Instintivamente, el lisiado trató de taparse la boca con la mano desaparecida,
pero el desorden mental que todavía le originaba el que ya no existiese,
propició que golpease la madera con su único codo, produciendo un ruido seco. A
continuación, Pedro negó muy despacio y apretó los dientes. Ricardo volvió a
mirar por la abertura, al otro lado había dos ojos inyectados en
sangre. El lisiado retrocedió, tenía la cara pálida. Matías, a su espalda,
le cogió del cuello y le atrajo hacia él con brusquedad. El candil de la mesa
varió de la irradiación blanca a una amarillenta y mortecina.
—El día que comenzaron a despertar, mi hermano gemelo intentó librarte de
ellos. Tú tuviste la suerte de alcanzar la puerta.
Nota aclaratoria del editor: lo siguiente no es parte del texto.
PR #3686, opened 2026-08-17
fix(workspace): reject local_profile sources that carry a crawl device (#3472)

### LINKED ISSUE #3472: workspace: sourcePatchSchema never applies validateSmbConfig
Migrated from the archived `LanternOps/breeze-workspace` repo (issue #12, filed 2026-07-20) as part of the ee/workspace merge (#3455). Paths below are updated to their post-merge locations.

---

`sourcePatchSchema` (`ee/workspace/src/routes/sources.ts`, formerly `src/routes/sources.ts:64-67`) uses `.partial().refine(...)` and never applies `validateSmbConfig` at all. `validateSmbConfig` itself also returns early for `local_profile`.

Consequences on PATCH:
- accepts `crawlDeviceId` on a `local_profile` source
- accepts an `smb_share` with no crawl device and no UNC root path

**Pre-existing** — not introduced by the PR it was found in. But it widens the precondition that the read-side device-summary guard defends against: the device-summary union relies on `device_id IS NULL` to avoid attributing *another* device's device-scoped rows to a `local_profile` source that happens to carry a `crawlDeviceId`. That guard is correct and mutation-verified, but the invariant would be better enforced at **write** time than depended on at read time.

Suggested fix: apply `validateSmbConfig` to the patch path, and reject or normalise `crawlDeviceId` for `local_profile` sources at the schema level.

bdunncompany:
Closes #3472.

## The gap

`sourcePatchSchema` is `sourceInputBaseSchema.partial().refine(...)`, so it never gets `validateSmbConfig`. The `.superRefine(validateSmbConfig)` on the adjacent line belongs to `smbConfigSchema`, not to the patch schema.

The smb_share half of the issue turns out to be **already closed**: the PATCH route runs a merged `smbConfigSchema.safeParse` on `{kind, rootPath, crawlDeviceId}` and 400s a source that would end up SMB with no crawl device or a non-UNC root.

The inverse half was genuinely open. Nothing anywhere rejected a `local_profile` holding a `crawl_device_id`:

- `validateSmbConfig` returns early for `local_profile`
- `validateCreate` returns early for `local_profile`
- `update()` did no state validation at all

That shape is not inert. `listForDevice` returns every active `local_profile` in the org **plus** rows assigned to the calling device, so a stranded crawl device hands one device the other device's device-scoped rows.

The service's own test fixture was itself the forbidden shape: `source()` defaulted to a `local_profile` carrying `DEVICE_ID`, so most of the suite exercised a row the service now refuses to write.

## The change

- `validateSmbConfig` rejects `crawlDeviceId` on `local_profile`. Covers POST and the route's merged PATCH check.
- `validateCreate` becomes `validateSourceState` and validates a **complete** state. `update()` reads the current row and validates the merged result, closing a direct-service bypass: `update(orgId, id, { crawlDeviceId: X })` against a `local_profile` previously wrote the forbidden shape with no route involved.
- **Reject, don't clear.** A flip to `local_profile` that would strand a device is rejected rather than silently nulled. A crawl-device assignment is operator configuration, and a body saying only `{kind:'local_profile'}` has not authorised deleting it. The web form always submits `crawlDeviceId` explicitly (`web/sourcesPage.ts:257`), so deliberate flips are unaffected. `credentialEnc` clearing is unchanged.
- PATCH maps `SourceValidationError` to 400, matching POST. Unreachable through this route today because the merged check rejects the same states first; it is there so a drift between the two independent validators cannot surface as an opaque 500.
- Fixture cleaned, plus a test that an `smb_share` assignment **survives** an unrelated update, since nothing covered that once the default went null.

## What I got wrong first

The first revision cleared `crawlDeviceId` on flip and had the route validate a synthetic post-update state. An adversarial review killed it on two counts I verified: that synthetic state is imaginary for a rootPath-only PATCH on an already-stale row (route fabricates null, service doesn't clear, stale device survives), and the direct-service bypass stayed wide open. Both are fixed here.

## Limits I am not fixing, deliberately

- The UNC check is `rootPath.startsWith('\\\\')`, so `\\` and `\\server` pass.
- GET/validate/UPDATE is not atomic and the update predicate carries no expected-kind condition, so two individually-valid concurrent PATCHes can compose into an invalid row.
- No DB CHECK constraint ties kind, crawl device and rootPath together, so raw SQL still writes the shape.
- `crawl_device_id` is `ON DELETE SET NULL`. Deleting a device orphans its `smb_share` into a state the merged validator rejects, so the source cannot be paused or renamed until a replacement device is assigned. This is **pre-existing on main** (that identical merged check is already in the PATCH route) and is not widened for HTTP callers here, though this change does extend the same rejection to the service layer. Worth its own issue and happy to take it.

Say the word if you'd rather have any of these in scope.

## Verification

`ee/workspace` vitest: **37 files / 593 tests pass**. `tsc --noEmit` and eslint clean on all four changed files.

Two control runs, because a passing suite proves nothing on its own:

- Neuter both rejection guards: exactly the **6 new rejection tests** fail (3 route, 3 service).
- Make `update()` clear `crawlDeviceId` unconditionally: only the **new preservation test** fails.

The 7th new test is a positive case (a deliberate flip that clears the device explicitly) and is not expected to move under either mutation.

### DIFF
--- a/ee/workspace/migrations/2026-08-17-workspace-local-profile-crawl-device-backfill.sql
+++ b/ee/workspace/migrations/2026-08-17-workspace-local-profile-crawl-device-backfill.sql
@@ -1,0 +1,31 @@
+-- #3472: `local_profile` sources must never carry a crawl device.
+--
+-- Nothing enforced that before: validateSmbConfig returned early for
+-- local_profile, validateCreate did the same, and sourcesService.update did no
+-- state validation at all. So existing rows can hold the forbidden shape — the
+-- service's own test fixture defaulted to exactly it.
+--
+-- The shape is not inert. listForDevice returns every active local_profile in
+-- the org PLUS rows assigned to the calling device, so a stranded crawl device
+-- hands one device the other device's device-scoped rows.
+--
+-- It also breaks editing once validation lands. The admin form seeds the crawl
+-- device from the row it is editing (web/sourcesPage.ts) and resubmits it, so
+-- without this backfill every PATCH against a legacy row would 400 and the
+-- operator could not clear it through the UI.
+--
+-- Idempotent: the predicate only matches rows still holding the forbidden
+-- shape, so re-applying is a no-op.
+DO $$
+DECLARE
+  n integer;
+BEGIN
+  UPDATE workspace_sources
+  SET crawl_device_id = NULL
+  WHERE kind = 'local_profile'
+    AND crawl_device_id IS NOT NULL;
+  GET DIAGNOSTICS n = ROW_COUNT;
+  IF n > 0 THEN
+    RAISE WARNING 'cleared crawl_device_id on % local_profile workspace_source(s) (#3472)', n;
+  END IF;
+END $$;
--- a/ee/workspace/src/__tests__/localProfileCrawlDeviceBackfill.integration.test.ts
+++ b/ee/workspace/src/__tests__/localProfileCrawlDeviceBackfill.integration.test.ts
@@ -1,0 +1,108 @@
+// #3472: the backfill that clears crawl_device_id from legacy local_profile
+// rows. Real Postgres, because the migration is plain SQL — a unit test cannot
+// tell a correct predicate from an inverted one, and getting this wrong either
+// leaves the forbidden shape in place or wipes crawl devices off smb_share
+// sources that legitimately need them.
+//
+// Bootstrap mirrors ingestJobs.integration.test.ts (:5433 stack, admin role,
+// idempotent migration re-apply).
+import { describe, it, expect, beforeAll, afterAll } from 'vitest';
+import postgres from 'postgres';
+import { randomUUID } from 'node:crypto';
+import { readFileSync } from 'node:fs';
+import { fileURLToPath } from 'node:url';
+import { dirname, join } from 'node:path';
+
+const ADMIN_URL = process.env.DATABASE_URL ?? 'postgresql://breeze_test:breeze_test@localhost:5433/breeze_test';
+if (new URL(ADMIN_URL).port === '5432') throw new Error('refusing to run against :5432 — use the test stack (:5433)');
+
+const MIGRATION = '2026-08-17-workspace-local-profile-crawl-device-backfill.sql';
+
+let admin: postgres.Sql;
+let partner: string, org: string, site: string, deviceId: string;
+let legacyLocal: string, cleanLocal: string, smbSource: string;
+
+async function applyBackfill() {
+  const here = dirname(fileURLToPath(import.meta.url));
+  const sql = readFileSync(join(here, '../../migrations/', MIGRATION), 'utf8');
+  await admin.begin(async (tx) => { await tx.unsafe(sql); });
+}
+
+beforeAll(async () => {
+  admin = postgres(ADMIN_URL, { max: 1 });
+
+  // The shared :5433 stack may not carry the workspace tables (it gets
+  // reprovisioned by other branches' runs), so apply the foundation
+  // idempotently first — same re-apply gotcha ingestJobs.integration.test.ts
+  // documents.
+  const here = dirname(fileURLToPath(import.meta.url));
+  const foundation = readFileSync(join(here, '../../migrations/2026-07-10-workspace-foundation.sql'), 'utf8');
+  await admin.begin(async (tx) => { await tx.unsafe(foundation); });
+
+  partner = randomUUID(); org = randomUUID(); site = randomUUID(); deviceId = randomUUID();
+  legacyLocal = randomUUID(); cleanLocal = randomUUID(); smbSource = randomUUID();
+  const sfx = randomUUID();
+
+  await admin`INSERT INTO partners (id, name, slug) VALUES (${partner}, 'wsp-3472', ${`wsp-3472-${sfx}`})`;
+  await admin`INSERT INTO organizations (id, partner_id, name, slug)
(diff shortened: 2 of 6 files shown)


ToddHebebrand (changes requested):
The fix itself is right — both paths are now covered (POST via `sourceInputSchema.superRefine(validateSmbConfig)`, PATCH via the merged `smbConfigSchema.safeParse` plus `validateSourceState` on the merged state in the service), no helper reinvented, both new queries org-scoped, and the rejection tests assert the right shapes including the explicit `crawlDeviceId: null` flip passing.

**One must-fix before merge: legacy rows have no backfill.** Main allowed `local_profile` + `crawlDeviceId` (the old test fixture was literally that shape), so existing rows can carry a crawl device. `sourcesPage.ts:217` seeds the edit form from `editing?.crawlDeviceId ?? ''` and resubmits it, so editing such a row now 400s every time — it doesn't self-heal the way the PR body implies, and the operator can't even see why (see the nit below). Please add an idempotent one-line migration: `UPDATE workspace_sources SET crawl_device_id = NULL WHERE kind = 'local_profile' AND crawl_device_id IS NOT NULL;` (with the repo's `DO $$ ... GET DIAGNOSTICS ... RAISE WARNING` row-count wrapper so the cleanup count lands in the logs).

**Two nits, take or leave:**
- `sources.ts:263` — the merged-check failure returns a generic `Invalid request body`, discarding the specific zod message; anyone hitting the legacy-row case gets nothing actionable.
- `sourcesService.ts:57` — `if (input.kind !== 'smb_share') return;` is dead now that kind is a two-value union.

**Status:** waiting on the backfill migration; everything else is mergeable as-is.

bdunncompany:
Backfill added, both nits taken. Head is now `c18d29e2f`, rebased onto current main.

**Migration** — `ee/workspace/migrations/2026-08-17-workspace-local-profile-crawl-device-backfill.sql`, the `DO $$` / `GET DIAGNOSTICS` / `RAISE WARNING` shape you asked for. Predicate only matches rows still holding the forbidden shape, so re-applying is a no-op.

I put it behind a real-Postgres test rather than shipping SQL nobody exercises — three rows: a legacy `local_profile` carrying a device, a clean `local_profile`, and an `smb_share` whose device must survive. Control-verified against three wrong migrations:

- drop the `kind` filter (also wipes SMB crawl devices) → fails
- invert it to `kind = 'smb_share'` → fails
- `DELETE` the rows instead of clearing the column → fails

That third one is worth flagging because **my first version of the test passed it.** The helper returned `row?.crawl_device_id ?? null`, which collapses "row was deleted" and "column is NULL" into the same answer. It now throws on a missing row and the suite pins the row count, since clearing a column is not the same as removing an operator's source.

**One correction to the rationale, though the backfill is still right.** The web form does not resubmit the seeded crawl device for a legacy row. `sourcesPage.ts:214` renders the `crawlDeviceId` input only when `#formKind === 'smb_share'`, and `#formKind` is set from `source.kind` when Edit is clicked (`:147`). `#readForm` reads an absent field as `''` and maps it through `|| null`, so editing a legacy `local_profile` row submits `crawlDeviceId: null` — which passes validation and clears the stranded device rather than 400ing.

So that path self-heals. What does not:

- Any API caller that PATCHes such a row **without** the field at all. The merge falls back to `existing.crawlDeviceId` and 400s, and there is no body they can send through a partial update to fix it other than an explicit `crawlDeviceId: null`.
- The actual harm needs nobody to edit anything. While the shape sits in the table, `listForDevice` returns those rows to a device that should not see them. That is the reason to backfill rather than wait for each row to be touched.

**Nits:**
- `sources.ts` merged-check 400 now returns the specific zod issue instead of `Invalid request body`.
- Dropped the dead `if (input.kind !== 'smb_share') return;`.

On that second one, an adversarial review raised a fair objection I'll leave to you: with the guard gone, anything reaching `validateSourceState` with a `kind` outside the union — a raw row cast, an `as SourceInput`, a future third enum value — is now silently treated as `smb_share` and either wrongly rejected for lacking a device/UNC path, or wrongly accepted if it happens to have both. The DB enum and the route schema both constrain it today, so nothing real can hit it. If you'd rather have an explicit unsupported-kind error than rely on exhaustiveness, say so and I'll add it; I didn't want to widen the diff past what you asked for.

Gate: `ee/workspace` 37 files / 593 tests, the new integration test 2/2 against the live stack, `tsc --noEmit` clean, eslint clean on every changed file, `check-migration-naming` and `check-migration-immutability` both OK, and `pnpm install --frozen-lockfile` clean after the rebase.

ToddHebebrand (approved):
**Re-review — all three items landed.**

- **Backfill (the must-fix):** `2026-08-17-workspace-local-profile-crawl-device-backfill.sql` is exactly the shape asked for — idempotent predicate, `DO $$ ... GET DIAGNOSTICS ... RAISE WARNING` so the cleanup count lands in the logs. The integration test is better than I'd have asked for: real Postgres, pins predicate *direction* (smb_share rows keep their device), idempotence, and the row-count-unchanged assertion that distinguishes clear-column from delete-row. Confirmed the runner picks it up automatically — `readDiskMigrations` (apps/api/src/extensions/builtinExtensions.ts:60) readdirs the package migrations dir, so no registration step exists to miss.
- **Error message nit:** `sources.ts` now surfaces `mergedConfig.error.issues[0]?.message` — the legacy-row case is actionable now.
- **Dead branch nit:** removed in `validateSourceState` with the two-value-union comment. (The route-side `if (input.kind !== 'smb_share') return;` survives, which is fine — kind can be absent there on a partial parse.)

CI green. Merging.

Te habían mordido, pero te
cortamos el brazo.
De repente, unas sacudidas repiquetearon en las tablas, y de inmediato, los
gruñidos aumentaron en intensidad y cantidad. La niña soltó el collar de perro
y se tapó los oídos. La madre se hincó los nudillos en las sienes. El
adolescente del sofá no se inmutó. A Pedro le temblaron las mejillas. Por
último, Matías, con la mirada incrustada en la nuca del lisiado, pronunció unas
alarmantes palabras:
—Haremos como con el chucho, le empujaremos al patio, así se calmarán.
Pero la luz del candil ya se reflejaba en los ojos de Ricardo.